After that, I’ll have to become agile enough to drive the car. Since my broken leg, the one I drive has rested in the garage, and I suspect it will need a jump start and a new battery. I don’t expect there is any official test of my driving competence: it will just depend on my mobility and judgement that I’m not likely to cause an accident. (Years ago, when I dislocated my right shoulder, I was quickly driving to work again: right hand at six o’clock on the wheel, left hand reaching over to indicate. A month later, when my appointment eventually came up at the clinic, they were horrified and said I should have had the arm strapped up all that time.)

—oOo—

On Wednesday we were at the hospital for about three and a half hours: blood tests, Dexamethasone, Bortezomib and Daratumumab.

We had an interesting chat with the nurse as usual: she is so knowledgeable about the subject. Sue asked if it had been easy for her to find a job, as she was talking about her time working in different parts of the country.

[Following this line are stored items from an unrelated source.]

PR #3889, opened 2021-09-18
Add benchmarking for parachain runtime `ump` pallet

hirschenberger:
Part of #3850

@KiChjang Can you add me to the tracking list?


runtime/parachains/src/ump.rs
```diff
@@ -188,6 +212,9 @@ pub mod pallet {
 
 		/// Origin which is allowed to execute overweight messages.
 		type ExecuteOverweightOrigin: EnsureOrigin<Self::Origin>;
+
+		/// Weight information for extrinsics in this pallet
```
kianenigma, line 216:
```suggestion
		/// Weight information for extrinsics in this pallet.
```

runtime/parachains/src/ump/benchmarking.rs
```diff
@@ -0,0 +1,105 @@
...
+		origin_type: OriginKind::SovereignAccount,
+		require_weight_at_most: weight,
+		call: call.encode().into(),
+	}]))
+	.encode()
+}
+
+frame_benchmarking::benchmarks! {
+	process_upward_message {
+		let s in 0..configuration::ActiveConfig::<T>::get().max_upward_message_size;
```
kianenigma, line 65: this is basically using the value of the `ActiveConfig` in genesis, not the real on on-chain.

I feel like coding it like this is actually misleading. A better approach would be to hardcode some maximum value for it, and ensuring that when setting it, we don't go over it. See an example here: https://github.com/paritytech/polkadot/pull/3876/files

runtime/parachains/src/ump/benchmarking.rs
```diff
@@ -0,0 +1,105 @@
...
+		let para = ParaId::from(1978);
+		let host_conf = configuration::ActiveConfig::<T>::get();
+		let weight = host_conf.ump_max_individual_weight + 1;
+		let data = create_message::<T>(weight, s);
+	}: {
+		assert!(T::UmpSink::process_upward_message(para, &data[..], Weight::MAX).is_ok());
+	}
+
+	service_overweight {
+		let host_conf = configuration::ActiveConfig::<T>::get();
```
kianenigma, line 75: same

kianenigma (commented):
a minor note, otherwise LGTM

runtime/parachains/src/ump/benchmarking.rs
hirschenberger: I see, but how can I determine this upper bound? 
Isn't it a delicate point bounding on-chain values, which in principle stand under the control of democracy.

kianenigma: Some reasonable defaults should be enough, and no if some upper bounds exists even the governance should not (easily) be able to set higher values. @pepyakin might be able to chime in here.

hirschenberger: I meant it the other way around. Governance  should not be **limited** by bounds set in code by a single developer.

But I'm still a noob and have not so much insight in the delicate gears that make a chain safe and governance truly  democratic. It was just a feeling and an open question.

kianenigma: > I meant it the other way around. Governance should not be limited by bounds set in code by a single developer.

The governance is not and will not be bound at the end of the day by any of these because by the same token that they can set this parameter, they can also change the code that contains this parameter.

I agree that the value should not be arbitrary, therefore I mentioned someone more knowledgable about parachains.

runtime/parachains/src/mock.rs
```diff
@@ -138,6 +138,7 @@ impl crate::ump::Config for Test {
 	type UmpSink = TestUmpSink;
 	type FirstMessageFactorPercent = FirstMessageFactorPercent;
 	type ExecuteOverweightOrigin = frame_system::EnsureRoot<AccountId>;
+	type WeightInfo = ();
```
kianenigma, line 141: Please call this `TestWeightInfo` instead of `()`.

runtime/parachains/src/ump.rs
```diff
@@ -162,6 +170,22 @@ impl fmt::Debug for AcceptanceCheckErr {
 	}
 }
 
+pub trait WeightInfo {
+	fn service_overweight() -> Weight;
+	fn process_upward_message(s: u32) -> Weight;
+}
+
+// fallback implementation
+impl WeightInfo for () {
```
kianenigma, line 179:
```suggestion
impl WeightInfo for TestWeightInfo {
```

runtime/parachains/src/ump.rs
```diff
@@ -100,25 +103,30 @@ impl<XcmExecutor: xcm::latest::ExecuteXcm<C::Call>, C: Config> UmpSink for XcmSi
 			xcm::MAX_XCM_DECODE_DEPTH,
 			&mut &data[..],
 		)
-		.map(Xcm::<C::Call>::try_from);
+		.map(|xcm| {
+			(
+				Xcm::<C::Call>::try_from(xcm),
+				<C as Config>::WeightInfo::process_upward_message(data.len() as u32),
```
kianenigma, line 109: This benchmark is a bit wrong IMO. `WeightInfo::process_upward_message` is measuring the execution of this entire code path, including the execution of the xcm itself. Yet, you are summing the weight used in the execution of the xcm with this weight. 

Ideally, the xcm operation itself should be something as close as possible to noop in the benchmark (`Transact` with `remark` might actually _be_ good for that) and then you could add them up.

That being said though, this all is kinda fine since you are over-couting the weight, which is less of a big deal.

kianenigma (commented):
aside from my other note, needs to benchmark `initializer_on_new_session` as well and return its weight. I will do the same for #3876 as well. Everything else looks good to me.

runtime/parachains/src/ump.rs
hirschenberger: I do exactly this, the xcm operation is a Transact-remark with different sizes, to take the decoding effort into account but having a minimal xcm-execution overhead. https://github.com/paritytech/polkadot/blob/f88e7ee92e9c915139d70332c4e4f7e199b3499b/runtime/parachains/src/ump/benchmarking.rs#L55-L59

I can also just benchmark the xcm-decoding https://github.com/paritytech/polkadot/blob/f88e7ee92e9c915139d70332c4e4f7e199b3499b/runtime/parachains/src/ump.rs#L102

Or is there a even a benchmarked weight for this somewhere? If not it may make sense to add one and take decoding time into account in all places where it's used.

runtime/parachains/src/ump.rs
```diff
@@ -332,20 +365,20 @@ impl<T: Config> Pallet<T> {
...
 	/// Iterate over all paras that were noted for offboarding and remove all the data
 	/// associated with them.
-	fn perform_outgoing_para_cleanup(outgoing: &[ParaId]) {
-		for outgoing_para in outgoing {
-			Self::clean_ump_after_outgoing(outgoing_para);
-		}
+	fn perform_outgoing_para_cleanup(outgoing: &[ParaId]) -> Weight {
+		outgoing
+			.iter()
+			.fold(0, |w, p| w.saturating_add(Self::clean_ump_after_outgoing(p)))
```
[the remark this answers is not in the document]
hirschenberger: I'm using a FP-language in my fulltime job, so this seems more natural to me than a loop. But I'm not religious about that.

runtime/parachains/src/ump.rs
```diff
@@ -762,7 +797,7 @@ pub(crate) mod tests {
 		}
 	}
 
-	fn queue_upward_msg(para: ParaId, msg: UpwardMessage) {
+	pub fn queue_upward_msg(para: ParaId, msg: UpwardMessage) {
```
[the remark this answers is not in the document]
hirschenberger: You're right, this is a relic from an older version.

runtime/parachains/src/ump.rs
```diff
@@ -162,6 +170,28 @@ impl fmt::Debug for AcceptanceCheckErr {
 	}
 }
 
+pub trait WeightInfo {
```
kianenigma, line 173:
```suggestion
/// Weight information of this pallet. 
pub trait WeightInfo {
```

runtime/parachains/src/ump.rs
```diff
@@ -162,6 +170,28 @@ impl fmt::Debug for AcceptanceCheckErr {
...
+	fn service_overweight() -> Weight;
+	fn process_upward_message(s: u32) -> Weight;
+	fn perform_outgoing_para_cleanup() -> Weight;
+}
+
+// fallback implementation
```
kianenigma, line 179:
```suggestion
/// fallback implementation
```

runtime/parachains/src/ump.rs
kianenigma: Yeah this is really tricky. I am fine with it given

1. This is an overestimate and is therefore safe.
2. please make `// NOTE: ` and explain what is being done, and why it is not accurate.

kianenigma: ideally, I would break down the function in ways that it can be easily weighed, but a story for another day.

runtime/parachains/src/ump/benchmarking.rs
kianenigma: This is not fixed.

hirschenberger: I need a hint for sensible bound values.

hirschenberger: @kianenigma @pepyakin Can someone give me a hint for reasonable default values? I really like to get this PR landed before christmas 😄

pepyakin: Sorry.

Currently on kusama and polkadot this value is set to 50 KiB. I think this is a sensible value. I think it may be possible we decrease this value even. (Decreasing would mean that the value would go out of sync with the benchmarking but that's OK as long as it goes into the conservative direction)

hirschenberger: @kianenigma I added a max-bound as suggested with the value @pepyakin proposed. Can I have another review please?

runtime/parachains/src/configuration.rs
```diff
@@ -784,6 +789,7 @@ pub mod pallet {
 		))]
 		pub fn set_max_upward_message_size(origin: OriginFor<T>, new: u32) -> DispatchResult {
 			ensure_root(origin)?;
+			ensure!(new <= T::MaxUpwardMessageSizeBound::get(), Error::<T>::InvalidNewValue);
```
pepyakin, line 792: Perhaps, this should also be reflected in `check_consistency`?

hirschenberger: @pepyakin As I see it, I have to change the generic parameter of `HostConfiguration` from `Config::BlockNumber` to `Config` make get access to `MaxUpwardMessageSizeBound`. Is this ok?

hirschenberger: Hey @pepyakin When I moved the checks to `check_consistency`, running any chain fails because in `node/service/src/chain_spec.rs` and `bridges/bin/rialto/node/src/chain_spec.rs` the max-size is set to `1024*1024` and that is way higher than the 50KiB you proposed. What do you suggest to solve this?

pepyakin: Ah, good to hear that `check_consistency` gets its job done. I say we decrease those numbers to 50 KiB.

hirschenberger: Hey @pepyakin or @kianenigma I'm stuck here with an issue and maybe you can help me. ATM the `service_overweight` bench fails bc. I'm unable to create an overweight message. When I limit the message size to 50KiB I won't reach the current weight limit to make it overweight.

Ideally one can create an arbitrary-weighted call by using `fill_block( req_weight / max_weight )` I tried it but it seems the execution of `fill_block` in `XcmExecutor::execute_xcm` does not consume any weight at all and so will not issue a `XcmError::WeightLimitReached`.

My idea was to create a `pallet_utilities::batch` with as many `remark` calls to reach overweight, but I ran into compiler issues with `T::Config` vs. `pallet_utilities::Config`. Do you have a better idea how to create a heavyweight call?
If the later approach is ok to you, I'd try to fix the issues (or ask more specific questions).

bridges/bin/rialto/node/src/chain_spec.rs
```diff
@@ -265,7 +265,7 @@ fn testnet_genesis(
 				// an import since that's a made up number and should be replaced with a constant
 				// obtained by benchmarking anyway.
 				ump_service_total_weight: 4 * 1_000_000_000,
-				max_upward_message_size: 1024 * 1024,
+				max_upward_message_size: 50 * 1024,
```
emostov, line 268: Is there any specific rational for this change?

hirschenberger: @pepyakin Proposed that value here: https://github.com/paritytech/polkadot/pull/3889#discussion_r758584658

runtime/parachains/src/ump/benchmarking.rs
```diff
@@ -0,0 +1,129 @@
...
+
+frame_benchmarking::benchmarks! {
+	// NOTE: We are overestimating slightly here.
+	// The benchmark is timing this whole function with different message sizes and a NOOP extrinsic to
+	// measure the size-dependent weight. But as we use the weight funtion **in** the benchmarked function we
+	// are taking call and control-flow overhead into account twice.
+	process_upward_message {
+		let s in 0..MAX_UPWARD_MESSAGE_SIZE_BOUND;
+		let para = ParaId::from(1978);
+		let host_conf = configuration::ActiveConfig::<T>::get();
```
emostov, line 75: Is this getting used anywhere?

emostov (approved):
This makes sense to me. Would be good if @KiChjang , @pepyakin , or @kianenigma could take another look

runtime/parachains/src/ump/benchmarking.rs
```diff
@@ -0,0 +1,129 @@
...
+		let data = create_message_size::<T>(s);
+	}: {
+		assert!(T::UmpSink::process_upward_message(para, &data[..], Weight::MAX).is_ok());
+	}
+
+	perform_outgoing_para_cleanup {
```
emostov, line 81: I don't think its a big deal, but would it make more sense to name this benchmark `clean_ump_after_outgoing`?

hirschenberger: This is indeed confusing, as I first benchmarked `perform_outgoing_para_cleanup` and switched it later to only bench it's inner function `clean_ump_after_outgoing`, as the weight used by this function is summed up and returned in `perform_outgoing_para_cleanup`.

runtime/parachains/src/ump.rs
```diff
@@ -100,25 +109,34 @@ impl<XcmExecutor: xcm::latest::ExecuteXcm<C::Call>, C: Config> UmpSink for XcmSi
...
+			(
+				Xcm::<C::Call>::try_from(xcm),
+				// NOTE: We are overestimating slightly here.
+				// The benchmark is timing this whole function with different message sizes and a NOOP extrinsic to
+				// measure the size-dependent weight. But as we use the weight funtion **in** the benchmarked funtion we
+				// are taking call and control-flow overhead into account twice.
+				<C as Config>::WeightInfo::process_upward_message(data.len() as u32),
+			)
+		});
 		match maybe_msg {
```
kianenigma, line 122: bad name -- should be called `maybe_msg_and_weight` or something of that sort.

runtime/parachains/src/ump.rs
```diff
@@ -714,7 +762,7 @@ pub(crate) mod tests {
 	use frame_support::{assert_noop, assert_ok, weights::Weight};
 	use std::collections::HashSet;
 
-	struct GenesisConfigBuilder {
+	pub(super) struct GenesisConfigBuilder {
```
drahnr, line 765: the `mod tests` has been made a separate file, so moving the changeset to `runtime/parachains/src/ump/tests.rs` should resolve the conflict.

drahnr (commented):
Generally LGTM, I defer the final review to @pepyakin who knows the intricacies and possible side effects better, and hence can judge if the benchmarks measure what the ought to measure :)

pepyakin (approved):
Looks good. I am OK with merging it as is, possibly following up with nit fixes. Thanks for your work and I am sorry about it took so much time to get the review.

runtime/parachains/src/ump.rs
```diff
@@ -336,20 +380,22 @@ impl<T: Config> Pallet<T> {
...
 		for outgoing_para in outgoing {
-			Self::clean_ump_after_outgoing(outgoing_para);
+			weight = weight.saturating_add(Self::clean_ump_after_outgoing(outgoing_para));
 		}
+		weight
 	}
 
 	/// Remove all relevant storage items for an outgoing parachain.
-	fn clean_ump_after_outgoing(outgoing_para: &ParaId) {
+	pub(crate) fn clean_ump_after_outgoing(outgoing_para: &ParaId) -> Weight {
```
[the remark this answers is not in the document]
hirschenberger: When I do `pub(in crate::ump::benchmarking)` the compiler complains: `error[E0742]: visibilities can only be restricted to ancestor modules`

drahnr:
Let's merge this after 0.9.17 is cut.

runtime/parachains/src/ump.rs
```diff
@@ -165,6 +183,29 @@ impl fmt::Debug for AcceptanceCheckErr {
...
+	fn service_overweight() -> Weight {
+		BlockWeights::default().max_block
+	}
+
+	fn process_upward_message(_msg_size: u32) -> Weight {
+		BlockWeights::default().max_block
+	}
+
+	fn clean_ump_after_outgoing() -> Weight {
+		BlockWeights::default().max_block
```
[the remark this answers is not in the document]
hirschenberger: Yes, `Weight::MAX` seems a better value

runtime/parachains/src/ump/benchmarking.rs
```diff
@@ -0,0 +1,127 @@
...
+	let len = msg.len() as u32;
+	let msgs = vec![msg];
+	Ump::<T>::check_upward_messages(host_conf, para, &msgs).unwrap();
+	let _ = Ump::<T>::receive_upward_messages(para, msgs);
+	assert_last_event_type::<T>(Event::UpwardMessagesReceived(para, 1, len).into());
+}
+
+fn create_message_size<T: Config>(size: u32) -> Vec<u8> {
+	// fill the remark but leave some bytes for the encoding of the message
+	let size = size.saturating_sub(20) as usize;
```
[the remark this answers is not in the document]
hirschenberger: I changed the function name to indicate that the created message will have at least `size` bytes.

I also changed the code to create an empty message (without remark payload) to determine the encoded size and use this to create the actual message as close as possible (but always bigger) to `size`.  Ensuring that with an assertion.

emostov:
> Let's merge this after 0.9.17 is cut.

@drahnr is this ok to merge now?

drahnr:
Yes, feel free to merge

kianenigma:
bot merge

hirschenberger:
> @hirschenberger can you put your DOT or KSM address in your PR description? Then we can propose a tip for you!

Oh nice, thank you. I'm glad I got this PR finally landed. My DOT address is:
`1ZApdbwrNnT1Hey4xeTAH6SZPDgbA9ZVftNuu9jTRbkc2Bg`

PR #3899, opened 2021-09-21
Companion to Substrate #9829 (Add `put_in_front_of` extrinsic to bags-list)

emostov:
Companion for https://github.com/paritytech/substrate/pull/9829


runtime/kusama/src/weights/pallet_bags_list.rs
```diff
@@ -62,4 +62,7 @@ impl<T: frame_system::Config> pallet_bags_list::WeightInfo for WeightInfo<T> {
 			.saturating_add(T::DbWeight::get().reads(7 as Weight))
 			.saturating_add(T::DbWeight::get().writes(5 as Weight))
 	}
+	fn put_in_front_of() -> Weight {
+		0
+	}
```
thiolliere, line 67: so I guess we will upgrade in a follow up or before runtime upgrade, but we should be careful that we actually upgrade it.
Because it happens that system isn't updated by our release process (https://github.com/paritytech/polkadot/issues/4290) , so we should keep a careful eye on it.

thiolliere (approved):
looks good to me, as long as we keep an eye on it so weight is for sure updated in next runtime upgrade

runtime/kusama/src/weights/pallet_bags_list.rs
emostov: Yup planning on doing a follow up immediatley after this was merged

shawntabrizi (approved):

shawntabrizi:
bot merge

PR #2, opened 2014-11-20
Override FileSystem.getScheme()

rmetzger:
My application is accessing the FileSystem.getScheme() method, which leads to the following exception:

``` java
throw new UnsupportedOperationException("Not implemented by the " + getClass().getSimpleName() + " FileSystem implementation");
```

I have done this change using the GitHub Web UI because I was too lazy to check out the code. I think my code is building but I haven't tested it ;)


medb:
This has been fixed already.

PR #6, opened 2015-06-11
Update google-apis, add .gitignore

CBrophy:
Updated to 1.20 google-api, rev35 and rev213 gcs and biq query dependencies to fix certificate errors when using the GCS connector from a GCE instance: www.googleapis.com/##.##.##.## does not match *.googleapis.com...etc

Added .gitignore to stop accidental garbage commits

### DIFF
--- a/.gitignore
+++ b/.gitignore
@@ -1,0 +1,4 @@
+target/
+bin/
+*.iml
+.idea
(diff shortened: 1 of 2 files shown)


dennishuo:
Thanks for the suggestion! This repo is not quite tooled for accepting direct pull requests at this point, but we went ahead and upgraded the storage/bigquery dependencies to the latest versions in https://github.com/GoogleCloudPlatform/bigdata-interop/commit/8c4177b461482fc975bf49f9b957c0272064ecab and added a .gitignore aligned with some other related Google projects here: https://github.com/GoogleCloudPlatform/bigdata-interop/commit/178a54f8c3aa6db8e798f237728cb03f0add6e6e

PR #18, opened 2015-10-27
Set SNAPSHOT versions

AngusDavis:


dennishuo:
Obsolete as of new version releases.

PR #24, opened 2016-01-18
Fix infinite wait if there is no 0-record file

### LINKED ISSUE #23: DynamicFileListRecordReader error
I'm experiencing issue with proper reader termination.
DynamicFileListRecordReader expects 0-record file to be present at the bucket path, but looks like it's not automatically created, so the reader goes into infinite loop.
 According to this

Oncology nurses are in high demand. Young nurses are put off by the risk to fertility that some of the treatments involve, even for the staff. I suppose we were most aware of that at UCLH last summer when I was at the Nuclear Medicine department and had radioactive injections in preparation for the scans.

My bloods showed that my Haemoglobin is improving so the iron tables are working. Although the normal range starts at 130 g/L, I’m up to 104 g/L which the nurse said is enough to make me feel more active. I haven’t needed the naps during the day this week.

My Creatinine is normal, so drinking all that water is keeping my kidneys in shape.

The Dexamethasone worked as usual, keeping me awake on Wednesday night. I woke at 3am on Thursday, then got up at 4am when I realised sleep was not going to visit me. I read my book (Barbara Kingsolver Flight Behaviour – another great page turner), had my tablets, exercised, breakfasted, and started working on this blog, all hours before Sue was up. We went to the shops in Horsham in the afternoon, including a trip to the Swedish Café, so I was on my feet for longer than I have been so far.

Johansson’s Café’s Easter Display.

By the time we came home I was exhausted and I felt awful by bedtime.

I recovered on Friday and we looked after Bonnie the Shih Tzu. I took her for a walk, crutch in one hand, lead in the other, and we called in at the dog groomer’s opposite the scene of the crime, where I had slipped and broken my leg nearly five weeks before. I said thanks for the towels that the owner had brought over to keep me warm (it turned out they had all been freshly washed when they were handed to me, not just used on the dogs). She said I was not the only one she had seen fall over on the muddy patch and she had had to run across the road to help others.

However, it all went downhill on the weekend and by Saturday my annoying little cough that I have had from the last few weeks developed into a full blown, rattling chest infection. Sue took me to the walk-in clinic and we saw a doctor on Sunday afternoon who prescribed some antibiotics, so I’m on the mend now but still housebound.

—oOo—

Next week we expect to see the consultant after treatment and will find out, hopefully, more about the levels of cancerous paraprotein cells in my blood, the state of my bones, and what will be involved with the maintenance treatment. It could be the last weekly session and in future I may just be popping in to pick up medication, have blood tests and a Zoledronic Acid infusion once a month, but let’s see. I have read there can be a fair amount of stress leading up to each blood test, in case the cancer has reappeared, but for now I’ll just look forward to having Wednesdays back.

Thanks for reading and take care.

4 Comments

  • Gill

    Thank you Benny and good luck with the next bit! You might end up helping my 90yo neighbour with her digital devices. I only just heard about this service via her brilliant home visit librarian service. We are so lucky to have these services in Brighton. All the best, Gill (Saltdean) – in remission for 6months!

    • Benny Coxhill

      Thanks Gill, as all the services save money by going digital, a lot of people are being left behind.
      May your remission keep on going.